# How Do You Know What Size Collar to Buy?



## NCPupLove (May 28, 2010)

Maybe this is a no brainer.........We will be picking up our medium sized breed Wheaten Terrier when she is 7 1/2-8 weeks old. We are trying to have everything we need for her upon her arrival. We went to PetSmart today and I was completely overwhelmed by all the different collars, leashes, harnesses etc. I could not find anyone who seemed to be able to help me while there. The collars were Xsmall- Xlarge. If you are getting a medium sized breed to you buy a medium sized collar? Those looked so big. Or is that the size it will wear as an adult? Do all puppies start in an Xsmall? Those looked so tiny! What about the leashes? Do you buy the leash size that matches the collar size? They also had the retractable style leashes but to me that looked like you would not have very good control over the dog/puppy. These are all things that I have never given any thought to. Growing up our dogs just had everything they needed and I was really not part of that process as I was a young child. Now I am clueless!


----------



## KBLover (Sep 9, 2008)

I would stay away from the retractable ones. Only way I'd use one is if it was locked, and you might as well get a regular leash then. Plus you could teach them to pull (because they are going against the tension in the leash all the time). Not to mention, you could always have a long leash along with a regular sized one (I just have a long one and wrap it around my hand/wrist and then I can control how much I want to give that way) if you wanted to do some long lead training (like for recall) or just to give puppy more room to explore while still having a hand, virtually speaking, on him. 

The size guideline I've always heard for collars was large enough to get two fingers in comfortably when it's being worn, but, obviously, not big enough for the dog to slip. This helps make sure it can fit snugly and firmly, without any choking or discomfort.

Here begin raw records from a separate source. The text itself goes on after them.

PR #1127, opened 2026-02-06
Enable external Durable SDK by default

andystaples:
Enables the external Durable SDK by default - throws an exception if the module is not present and the customer has not opted-out

### Pull request checklist

### DIFF
--- a/src/DurableWorker/DurableController.cs
+++ b/src/DurableWorker/DurableController.cs
@@ -31,7 +31,7 @@ namespace Microsoft.Azure.Functions.PowerShellWorker.Durable
         private readonly ILogger _logger;
 
         private bool isExternalDFSdkEnabled { get; } =
-            PowerShellWorkerConfiguration.GetBoolean(Utils.ExternalDurableSdkEnvVariable) ?? false;
+            PowerShellWorkerConfiguration.GetBoolean(Utils.ExternalDurableSdkEnvVariable) ?? true;
 
         public DurableController(
             DurableFunctionInfo durableDurableFunctionInfo,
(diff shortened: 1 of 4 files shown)


src/DurableWorker/DurableController.cs
```diff
@@ -69,18 +69,18 @@ private void tryEnablingExternalSDK()
...
+                    // Enable external SDK (now true by default)
                     _powerShellServices.EnableExternalDurableSDK();
                 }
                 else
                 {
-                    // Customer attempted to enable external SDK but the module is not in the session. Default to built-in SDK.
-                    _logger.Log(isUserOnlyLog: false, LogLevel.Error, string.Format(PowerShellWorkerStrings.ExternalSDKWasNotLoaded, Utils.ExternalDurableSdkName));
+                    // Customer is configured to use the external SDK but the module is not in the session. Fail with helpful error message.
+                    throw new InvalidOperationException(string.Format(PowerShellWorkerStrings.ExternalSDKWasNotLoaded, Utils.ExternalDurableSdkName, Utils.ExternalDurableSdkEnvVariable));
                 }
```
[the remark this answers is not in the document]
andystaples: Can you implement the suggested check? @copilot

src/resources/PowerShellWorkerStrings.resx
AnatoliB: This message is becoming slightly confusing now. With the new setting default, in order to get it this message, the user will have to actively set `ExternalDurablePowerShellSDK` to `false`, and we should assume they had a reason to do that. In this situation, recommending them to revert it is counterproductive. Instead, we should recommend removing the external SDK. Something like this:

>Use of the built-in Durable Functions SDK is enabled by the environment variable '{1}', but '{0}' has also been imported to the PowerShell session. This may create runtime conflicts between the built-in and external Durable Functions cmdlets. If you mean to use the built-in Durable Functions SDK, please remove the '{0}' module. For more information, see https://aka.ms/durable-powershell-sdk

I've also replaced "CommandLets" with "cmdlets" (official canonic terminology).

AnatoliB: Update: added the aka.ms link

AnatoliB (changes requested):
Let's update the message I mentioned, and it will be LGTM

src/resources/PowerShellWorkerStrings.resx
andystaples: Added this change

AnatoliB (approved):

Issue #1154, opened 2026-08-05
PowerShell 7.6 external Durable SDK default still requires explicit app setting


andystaples:
## Description

PowerShell 7.6 defaults to the standalone Durable SDK in the worker, but Durable orchestrations using extension bundle 4 still fail unless the app explicitly sets `ExternalDurablePowerShellSDK=true`.

The worker default is not visible to the Durable host extension. In `Microsoft.Azure.WebJobs.Extensions.DurableTask` 3.8.0, `OrchestrationTriggerAttributeBindingProvider.OrchestrationContextToString` calls `IPlatformInformation.UsesExternalPowerShellSDK()` to choose the type-preserving history serializer. Without the explicit app setting, it uses the default serializer even though the worker selects the standalone SDK. `AzureFunctions.PowerShell.Durable.SDK` then receives history JSON without type metadata and cannot deserialize the abstract `DurableTask.Core.History.HistoryEvent` type.

## Reproduction

1. Use PowerShell worker 7.6 with extension bundle `[4.*, 5.0.0)`.
2. Add `AzureFunctions.PowerShell.Durable.SDK` 2.x to `requirements.psd1`.
3. Import it from `profile.ps1`.
4. Do not set `ExternalDurablePowerShellSDK` (rely on the PowerShell 7.6 default).
5. Start and invoke any orchestration.

The durable client starts the orchestration, but the orchestrator fails with:

```text
Could not create an instance of type DurableTask.Core.History.HistoryEvent.
Type is an interface or abstract class and cannot be instantiated.
Path 'history[0].EventType'.
```

## Expected behavior

When PowerShell 7.6 defaults to the standalone Durable SDK, the host extension should receive the same effective SDK selection and emit the type-preserving orchestration history payload without requiring a redundant app setting.

## Workaround

Explicitly set:

```text
ExternalDurablePowerShellSDK=true
```

With that setting present, the same bundle 4 / Durable SDK 2.x orchestration succeeds.

andystaples:
Resolved in AzureFunctions.PowerShell.Durable.SDK v2.4.0 - it can now parse the legacy history event types, meaning the setting is optional. Please note that this is a slightly different path than the one taken when the environment variable is present, so if experiencing issues, try adding it back as a workaround

PR #1155, opened 2026-08-05
Re-enable emulator-backed E2E tests

andystaples:
## Summary
- run the Linux E2E suite against Azurite, the Event Hubs emulator, and Cosmos DB vNext instead of live Azure resources
- update the test app for extension bundle 4, emulator-compatible client SDKs, and the standalone Durable PowerShell SDK
- add deterministic emulator readiness/cleanup and local Core Tools support
- remove the obsolete live-resource pipeline and legacy direct/nightly E2E entry point
- make `local.settings.json` explicitly emulator-backed rather than leaving Azure connection placeholders blank

## Validation
- published the PowerShell worker locally
- passed 22 emulator-backed E2E tests together (all tests except the locally shadowed managed-dependency assertion)
- passed the HTTP E2E set after the final cleanup changes
- validated PowerShell parsing, Docker Compose configuration, JSON configuration, and a clean emulator/artifact teardown

## Local test note
The managed-dependency test can fail on developer machines that already have a newer `Az.Accounts` under the user PowerShell module path. PowerShell may resolve that global copy (for example, a OneDrive Documents module installation) instead of the `ManagedDependencies` copy, even when the inherited `PSModulePath` is filtered. Clean CI agents do not have that conflicting user module, so the full suite is expected to run there. Removing or temporarily moving the user-installed module avoids the local conflict.

The standalone Durable SDK currently also requires the explicit `ExternalDurablePowerShellSDK=true` app setting with bundle 4; #1154 tracks the underlying host/worker default mismatch. This test app includes the setting as the current workaround.


Francisco-Gamino (approved):
Reviewed the emulator setup, readiness, cleanup, and CI wiring. The change looks good to me, and I like that the emulator-backed approach restores E2E coverage without requiring the previous live-resource/KeyVault path.

LGTM.

PR #1159, opened 2026-08-19
Use nuget.org vulnerability data for package audits

andystaples:
## Summary

- configure `https://data.nuget.org/v3/index.json` as the dedicated NuGet audit source
- continue restoring package content exclusively through the CFS `upstream-public` feed
- restore real vulnerability checks in CI without allowing direct package downloads from nuget.org

`data.nuget.org` exposes only vulnerability metadata, so package source isolation through CFS remains unchanged. CFS vulnerability-data support is currently in preview and can be adopted later once it is enabled for this feed.

## Validation

- ran `Check-CsprojVulnerabilities.ps1 -PrintReport` and confirmed all three project audits complete without `NU1905`
- confirmed `dotnet restore` lists only the CFS `upstream-public` feed under package feeds used
- confirmed the branch diff is limited to adding the dedicated `auditSources` configuration

### DIFF
--- a/NuGet.config
+++ b/NuGet.config
@@ -4,4 +4,8 @@
     <clear />
     <add key="upstream-public" value="https://pkgs.dev.azure.com/azfunc/public/_packaging/upstream-public/nuget/v3/index.json" protocolVersion="3" />
   </packageSources>
+  <auditSources>
+    <clear />
+    <add key="upstream-public" value="https://pkgs.dev.azure.com/azfunc/public/_packaging/upstream-public/nuget/v3/index.json" protocolVersion="3" />
+  </auditSources>
 </configuration>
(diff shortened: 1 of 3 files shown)


NuGet.config
```diff
@@ -4,4 +4,8 @@
     <clear />
     <add key="upstream-public" value="https://pkgs.dev.azure.com/azfunc/public/_packaging/upstream-public/nuget/v3/index.json" protocolVersion="3" />
   </packageSources>
+  <auditSources>
+    <clear />
+    <add key="upstream-public" value="https://pkgs.dev.azure.com/azfunc/public/_packaging/upstream-public/nuget/v3/index.json" protocolVersion="3" />
```
jviau: You also are allowed to point to `data.nuget.org` for vulnerability details. That endpoint is not restricted at the moment

jviau (approved):

PR #1161, opened 2026-08-19
ci: route NuGet restores through CFS feed

jviau:
## Summary

Back-ports the CFS NuGet restore fix from `dev` commit `552dfd7` to `v4.x/ps7.6`.

- adds a root `NuGet.config` that clears inherited sources and uses only the `upstream-public` NuGet v3 feed
- adds `NuGetAuthenticate@1` to the build, test, and E2E pipeline templates

## Validation

An authenticated `dotnet restore` of the solution succeeded through the new `NuGet.config` and its sole CFS source.

Pipeline execution and the resulting `PermissiveCFSClean` telemetry cannot be verified until this change runs in Azure DevOps.

## Scope

This change deliberately addresses NuGet only. It does not change PowerShell Gallery restores because `PermissiveCFSClean` does not gate that traffic: build-correlated telemetry for definition 580 found 17 builds passing while emitting 3,284 PowerShell Gallery requests, while zero builds passed after emitting any NuGet request.

Commit `b981583` (`Route PowerShell restores through CFS`) was evaluated and deliberately not ported. The `upstream-public` feed has upstreams for npmjs, NuGet.org, PyPI, and Maven, but not PowerShell Gallery. Authenticated probes confirmed that the required PowerShell module graph is unavailable, including no result for `PSDepend`. Porting that change would therefore make builds fail deterministically during module restore rather than make them compliant. PowerShell Gallery isolation is tracked separately and requires a feed-side change first.

### DIFF
--- a/NuGet.config
+++ b/NuGet.config
@@ -1,0 +1,7 @@
+<?xml version="1.0" encoding="utf-8"?>
+<configuration>
+  <packageSources>
+    <clear />
+    <add key="upstream-public" value="https://pkgs.dev.azure.com/azfunc/public/_packaging/upstream-public/nuget/v3/index.json" protocolVersion="3" />
+  </packageSources>
+</configuration>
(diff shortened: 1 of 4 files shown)


andystaples:
Superceded by https://github.com/Azure/azure-functions-powershell-worker/pull/1160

I haven't heard a size guideline for leashes. I just got one that's got a sturdy, but not super heavy clasp on it (especially for a puppy, I would imagine. Don't want to hurt their growing neck and stuff), but otherwise, not to sure.


----------



## TooneyDogs (Aug 6, 2007)

Measure the neck and then allow a couple of inches for some growth. After that, you'll probably want to get a new one. More important is the collar width.....it should be 2 neck bones wide. 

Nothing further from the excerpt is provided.